Issue #1026, opened 2021-07-16
url key redirection is broken on V14 for the categories


sebastienbeau:
I think we miss some change on V14 like this one 
- https://github.com/shopinvader/odoo-shopinvader/commit/63330ed56b00900b2d9ee8e92f9799005f4386d7 (but the api have changed so it can not be the same solution)
And maybe it's related to the odoo orm change

In any case it's broken

Note :  it's not broken on product due to the following code : https://github.com/shopinvader/odoo-shopinvader/blob/14.0/shopinvader/models/product_template.py#L49
But this is not the right way to do it, as you have to define the @api.depends and also this hack

I will propose a fix in base_url as soon as possible

PR #1027, opened 2021-07-16
[14.0] [FIX] fix url redirection

sebastienbeau:
Url redirection is broken https://github.com/shopinvader/odoo-shopinvader/issues/1026

### DIFF
--- a/shopinvader/tests/common.py
+++ b/shopinvader/tests/common.py
@@ -146,6 +146,10 @@ class CommonCase(SavepointCase, CommonMixin):
             context=dict(cls.env.context, tracking_disable=cls.tracking_disable)
         )
         CommonMixin._setup_backend(cls)
+        # TODO FIXME
+        # It seem that setUpComponent / setUpRegistry loose stuff from
+        # the cache so we do an explicit flush here to avoid losing data
+        cls.env["base"].flush()
         cls.setUpComponent()
         cls.setUpRegistry()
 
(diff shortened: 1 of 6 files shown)


sebastienbeau:
@simahawk @PierrickBrun @lmignon

shopinvader/tests/common.py
```diff
@@ -146,6 +146,9 @@ def setUpClass(cls):
             context=dict(cls.env.context, tracking_disable=cls.tracking_disable)
         )
         CommonMixin._setup_backend(cls)
+        # It seem that setUpComponent / setUpRegistry loose stuff from
```
simahawk, line 150: how?

simahawk (commented):
should it be backported to v13?

shopinvader/tests/common.py
sebastienbeau: no idea ! I just tested it.
You can try to read a computed field (like the url_key) before the setup and after.
Before you have the value after it's not here anymore (crazy thing).

sebastienbeau: If I flush before then all data are kept.
I will try to investigate later, but if you have the time, help are welcome

simahawk: but then wouldn't be better to call `self.env["base"].flush()` and add TODO for later?

sebastienbeau: yes better ! Done

simahawk:
need a rebase as https://github.com/shopinvader/odoo-shopinvader/pull/1016 got merge

sebastienbeau:
> should it be backported to v13?

Maybe, we should test if we have the issue in v13 (as the orm have a lot of change during this last version) and then try to backport

sebastienbeau:
now it should be ok

simahawk (approved):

---+---

Task directions: A single number is the answer: how many lines of the entries above contain "backported"?

Answer for the task: 2